Throbbing Angel said:


> I'm thinking of leaving EE because the signal has become Whittier where i live and work.
> My work SIM in that same phone is Voda and is always at full or fullish strength.
> Still have 9 months left on EE, though.
> Horses for courses innit.
> ...



Of course its area specific. There's a few places I've noticed 3 is better, but across the board EE wins. No good to you though if its not where you need it! 

I think the phone can make a difference, but I'd expect it to be pretty marginal if your dealing with half decent modern phones.


----------



## MBV (Aug 7, 2021)

Annoyingly when I switched from Three to Virgin I lost WiFi calling. I did think the underlying network was EE but this looks like it is now VodaFone.


----------



## spudulike (Aug 7, 2021)

London_Calling said:


> Year contract
> 300  mins talkie time per month
> 1 GB per month internuts
> Texts unlimited
> ...



Nah.

An idea of what you need would help clued-up people point you in the right direction.

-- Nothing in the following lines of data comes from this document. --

PR #1069, opened 2018-01-29
ISAICP-4208 - Data pipeline step: Upload

sandervd:


claudiu-cristea:
Problems related to the general architecture of `rdf_etl` (such QA should have been raised in #1058):

- I went 'out of bounds' with the pipeline and I wasn't able to use anymore the pipeline because the sequence is stored in the state. So, even a cache rebuild won’t help. It keeps sayin':
  ```Exception: Cannot get out of bound element from pipeline definition list. in Drupal\rdf_etl\PipelineStepDefinitionList->current() (line 47)```
- The data persisted across steps is stored in state vars. That means 2 users will overlap one on each other. We discussed 2 possible solutions here:
  1. Use `user.private_tempstore` instead of state vars and make graph per-user `http://etl-sink/{user}`. Implement a garbage-collection policy that will crear unfinished pipelines. We can even popup a status message (warning) that alerts the user "You have an unfinished RDF file import process. Click _here_ to finish the process or _reset/clear the import_".
  1. Use the Lock API to allow only one import operation at a time. TBD what happens if the work is abandoned and the lock is ON, how to release the lock?
-  What if the user takes a lunch break after a step and the whole process waits for user input in a step X with UI? Supposing that he even close and restart the computer. When he goes back to `/admin/content/etl` shouldn't he be redirected directly to the step X?

web/modules/custom/rdf_etl/src/Plugin/EtlProcessStep/ManualUploadStep.php
```diff
@@ -16,13 +22,54 @@
...
+    parent::__construct($configuration, $plugin_id, $plugin_definition);
+  }
 
   /**
    * {@inheritdoc}
    */
   public function execute(array $data): void {
-    // TODO: Implement execute() method.
+    /** @var \EasyRdf\Http\Response $response */
+    $response = $this->graphStore->replace($data['graph'], self::SINK_GRAPH);
```
claudiu-cristea: As we've discussed on chat, we need to store the sink graph value in the plugin default configuration so that we're able to swap it in tests. That would mean the contents of `\Drupal\rdf_etl\ProcessStepBase::defaultConfiguration` will be:
```php
public function defaultConfiguration(): array {
  return [
    'sink_graph' => static::SINK_GRAPH,
  ];
}
```
`const SINK_GRAPH = 'http://etl-sink/';` declaration should be moved in the plugin interface and this line will become:
```php
$response = $this->graphStore->replace($data['graph'], $this->getConfiguration()['sink_graph']);
```

In this way we're able to create a process step plugin instance that uses a different graph:
```php
$config = ['sink_graph' => 'http://example.com/testing_sink_graph'];
$step = \Drupal::service('plugin.manager.etl_process_step')
  ->createInstance('convert_to_adms2', $config);
```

As a non clued-up person I can beat that. 1p Mobile with a £3 unlimited calls and text boost and a £6 2GB data boost = £9pm. No contract. We use them for our house mobile. £30 per year for our outgoing calls and a few texts. They also do 10GB data boost for £10 and 50GB for £15.


----------



## High Voltage (Aug 7, 2021)

Question for all you tech savvy yoot!

Do you keep your number on these 12 month sim only deals or is that not an option


----------



## ruffneck23 (Aug 7, 2021)

as long as you have the PAC code there shouldnt be a problem with keeping / transferring numbers


----------



## hash tag (Aug 7, 2021)

I'm currently with EE and thinking of leaving and I am feeling tight. There is often free WiFi in many places you go, so data shouldn't be an issue. As Mrs tag is with Vodafone, one of us should always have coverage. I'm targeting sub £10 per month, probably with 3 or even 02.


----------



## miss direct (Aug 7, 2021)

I pay £10 a month on o2 for 6gb free calls and texts. And a free breakfast roll or sausage roll from Greggs every Friday and Saturday 😆


----------



## hash tag (Aug 7, 2021)

Free sausage rolls from Greggs; seriously? Im in.


----------



## On Fire (Aug 7, 2021)

I pay £12 a month for 12GB on Voxi (Vodafone). It comes with unlimited social media and video streaming. Works well for me. 
www.voxi.co.uk


----------



## hash tag (Aug 7, 2021)

I thought streaming would be part of your data allowance as opposed to being outside it and free


----------



## On Fire (Aug 7, 2021)

hash tag said:


> I thought streaming would be part of your data allowance as opposed to being outside it and free



Unlimited streaming is Voxi's unique selling proposition on their £12, £15, and £20 plans.
Three used to offer Go Binge, but have scrapped it.


----------



## On Fire (Aug 7, 2021)

hash tag said:


> I thought streaming would be part of your data allowance as opposed to being outside it and free



I do agree that as part of net neutrality, streaming should be part of data allowance and not outside it.
I used to be on Giffgaff, but their lack of VoLTE and VoWiFi annoyed me, so I moved to Voxi.


----------



## skyscraper101 (Aug 9, 2021)

High Voltage said:


> Question for all you tech savvy yoot!
> 
> Do you keep your number on these 12 month sim only deals or is that not an option



Yes you can keep your number no matter what type of deal you're on, 12 month, 1 month PAYG. You just need the PAC from the previous contract.


----------



## skyscraper101 (Aug 9, 2021)

On Fire said:


> I do agree that as part of net neutrality, streaming should be part of data allowance and not outside it.
> I used to be on Giffgaff, but their lack of VoLTE and VoWiFi annoyed me, so I moved to Voxi.



Voxi is the only MVNO which I haven't tried which might have been tempted by because of the unlimited data - as they run on Vodafone which IME was always fairly reliable in most areas of the country.

I've stuck with EE though these days because although not the cheapest they have been pretty solid everywhere, fast data compared to Three/Smarty, and the addons are good, VoLTE, VoWiFi, and visual voicemail.


----------